**TASK DETAILS**
Copy out each line of the material in which the word "github" can be found.

(GIVEN INFORMATION Opens)

PR #78, opened 2020-09-18
fix README links issues

Radi85:


README.rst
```diff
@@ -262,14 +264,14 @@ Login with:
...
 
 
 Contributing
 ============
 
-For contributing, please see the instructions at `Contributing_`
+For contributing, please see the instructions at Contributing_
 
-.. _`Contributing`: './CONTRIBUTING.rst`
+.. _Contributing: https://github.com/Radi85/Comment/blob/master/CONTRIBUTING.rst
```
abhiabhi94, line 277: The relative link would work for both read the doc and github. this will always take them to github.

Radi85: you may be right. But it doesn't currently in the master

abhiabhi94: it was because of syntax errors i made when referencing the link. it should work now if you do so.

Radi85: The full link would be useful when using readme in the docs.

abhiabhi94: > The full link would be useful when using readme in the docs.

I'm not sure i completely understand this logic.

I just though it would be a bit weird to redirect people to github from read the doc when the file is obviously present there. but this shouldn't be too much of an issue. feel free to ignore and resolve this if you want.

PR #85, opened 2020-09-26
feat: implicitly include static files in the template

Radi85:
include_static templatetag is now deprecated.


abhiabhi94:
sorry, i was late to respond. Yes seems logical to me @Radi85

PR #86, opened 2020-09-30
Fix JS

abhiabhi94:
- remove action attribute from flag request.
- also, add semicolons on lines missing them.

Bug fix

- Fix change in title attribute of `svg` element on flagging.

### Before Bug fix:

comment-flag-bug

### After Bug Fix:
comment-flag

### DIFF
--- a/comment/static/js/comment.js
+++ b/comment/static/js/comment.js
@@ -36,7 +36,7 @@ document.addEventListener('DOMContentLoaded', () => {
 
     // show and hide child comments
     let replyLink = replyLinkElement => {
-        getNthParent(replyLinkElement, 4).nextElementSibling.classList.toggle('d-none')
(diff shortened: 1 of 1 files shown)


Radi85:
Hi @abhiabhi94,
I just realized that you were adding simicolons where they should not. simicolon is not needed after if and else statement.
Screenshot 2020-10-03 at 15 44 25
I believe it's a good sign to change your IDE 😄 
I will fix it

abhiabhi94:
> I just realized that you were adding simicolons where they should not. simicolon is not needed after if and else statement.

Yes, you're right. semicolons should only be used `if-else` end in single line. I'm sorry. Thanks for cleaning up for me  :smile: 
> I believe it's a good sign to change your IDE smile

I have had the sign the day I learn I couldn't use VSCode debugger when running django unit tests. It can currently run when using `unittest`, `pytest` or `nose`. It's proabably just the laziness to avoid change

(GIVEN INFORMATION Closes)

**EXERCISE ANSWER**
+.. _Contributing: https://github.com/Radi85/Comment/blob/master/CONTRIBUTING.rst
abhiabhi94, line 277: The relative link would work for both read the doc and github. this will always take them to github.
I just though it would be a bit weird to redirect people to github from read the doc when the file is obviously present there. but this shouldn't be too much of an issue. feel free to ignore and resolve this if you want.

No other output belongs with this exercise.